What to do:
In the entries that follow, the first line to write out is the one containing "Batch Image Export resize", and the last is the one containing "Looks good to me". Reproduce that stretch exactly, with nothing before or after it.

The data:
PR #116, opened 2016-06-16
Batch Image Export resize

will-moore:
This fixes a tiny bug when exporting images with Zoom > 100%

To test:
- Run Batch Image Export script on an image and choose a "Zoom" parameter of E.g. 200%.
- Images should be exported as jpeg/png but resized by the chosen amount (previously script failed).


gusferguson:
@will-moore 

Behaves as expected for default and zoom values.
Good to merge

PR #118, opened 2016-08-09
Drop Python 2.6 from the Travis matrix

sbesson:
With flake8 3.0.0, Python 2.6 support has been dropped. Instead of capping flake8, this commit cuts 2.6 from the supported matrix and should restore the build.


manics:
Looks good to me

* * *

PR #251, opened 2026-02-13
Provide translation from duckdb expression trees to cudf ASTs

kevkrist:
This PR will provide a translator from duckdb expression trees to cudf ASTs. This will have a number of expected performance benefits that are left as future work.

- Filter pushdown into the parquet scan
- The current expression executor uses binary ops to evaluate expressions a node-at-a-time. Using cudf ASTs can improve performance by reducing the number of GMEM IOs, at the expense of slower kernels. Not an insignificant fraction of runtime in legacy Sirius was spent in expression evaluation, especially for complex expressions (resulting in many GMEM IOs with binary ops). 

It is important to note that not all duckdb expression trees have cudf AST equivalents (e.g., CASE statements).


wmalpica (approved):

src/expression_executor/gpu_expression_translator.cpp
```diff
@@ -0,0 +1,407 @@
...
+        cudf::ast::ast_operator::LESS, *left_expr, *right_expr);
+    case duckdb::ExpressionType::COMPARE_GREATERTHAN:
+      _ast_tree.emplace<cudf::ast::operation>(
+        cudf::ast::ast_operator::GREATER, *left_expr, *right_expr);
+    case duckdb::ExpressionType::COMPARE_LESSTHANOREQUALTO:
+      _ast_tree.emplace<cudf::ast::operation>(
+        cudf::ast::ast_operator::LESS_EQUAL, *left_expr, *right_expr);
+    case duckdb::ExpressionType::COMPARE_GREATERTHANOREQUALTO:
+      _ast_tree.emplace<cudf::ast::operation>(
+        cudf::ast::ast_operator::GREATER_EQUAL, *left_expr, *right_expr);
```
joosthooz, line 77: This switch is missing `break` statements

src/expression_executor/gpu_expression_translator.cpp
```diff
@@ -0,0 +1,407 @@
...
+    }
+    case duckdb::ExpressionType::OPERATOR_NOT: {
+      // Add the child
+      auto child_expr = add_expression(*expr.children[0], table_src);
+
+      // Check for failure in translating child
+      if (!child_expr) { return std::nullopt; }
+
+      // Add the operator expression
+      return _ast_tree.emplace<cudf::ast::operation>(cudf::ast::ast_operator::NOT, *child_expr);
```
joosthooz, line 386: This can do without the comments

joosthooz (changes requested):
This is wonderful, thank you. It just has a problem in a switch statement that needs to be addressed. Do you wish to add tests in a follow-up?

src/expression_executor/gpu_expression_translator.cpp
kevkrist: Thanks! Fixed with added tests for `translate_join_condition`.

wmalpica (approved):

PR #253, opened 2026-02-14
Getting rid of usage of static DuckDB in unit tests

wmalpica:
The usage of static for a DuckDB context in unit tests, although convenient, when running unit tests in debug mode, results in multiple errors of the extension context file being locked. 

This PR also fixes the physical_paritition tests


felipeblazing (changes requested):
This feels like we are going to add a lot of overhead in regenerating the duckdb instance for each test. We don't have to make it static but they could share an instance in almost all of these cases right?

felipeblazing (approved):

Response:
Batch Image Export resize

will-moore:
This fixes a tiny bug when exporting images with Zoom > 100%

To test:
- Run Batch Image Export script on an image and choose a "Zoom" parameter of E.g. 200%.
- Images should be exported as jpeg/png but resized by the chosen amount (previously script failed).


gusferguson:
@will-moore 

Behaves as expected for default and zoom values.
Good to merge

PR #118, opened 2016-08-09
Drop Python 2.6 from the Travis matrix

sbesson:
With flake8 3.0.0, Python 2.6 support has been dropped. Instead of capping flake8, this commit cuts 2.6 from the supported matrix and should restore the build.


manics:
Looks good to me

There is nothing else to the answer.